→ Information provided:

********

PR #14, opened 2020-07-21
Use website on 3020 locally and via Docker

iHiD:
I'm starting to map out how everything fits together. I'm going to run things from port 3020-3040 if no-one tells me that's a bad idea. I've also decided that the Dockerfile and local systems should both end up on the same port so that other local systems can reliably chat to them.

********

→ What you will do: What this task asks for is an exact copy of the material above.

→ Response:
PR #14, opened 2020-07-21
Use website on 3020 locally and via Docker

iHiD:
I'm starting to map out how everything fits together. I'm going to run things from port 3020-3040 if no-one tells me that's a bad idea. I've also decided that the Dockerfile and local systems should both end up on the same port so that other local systems can reliably chat to them.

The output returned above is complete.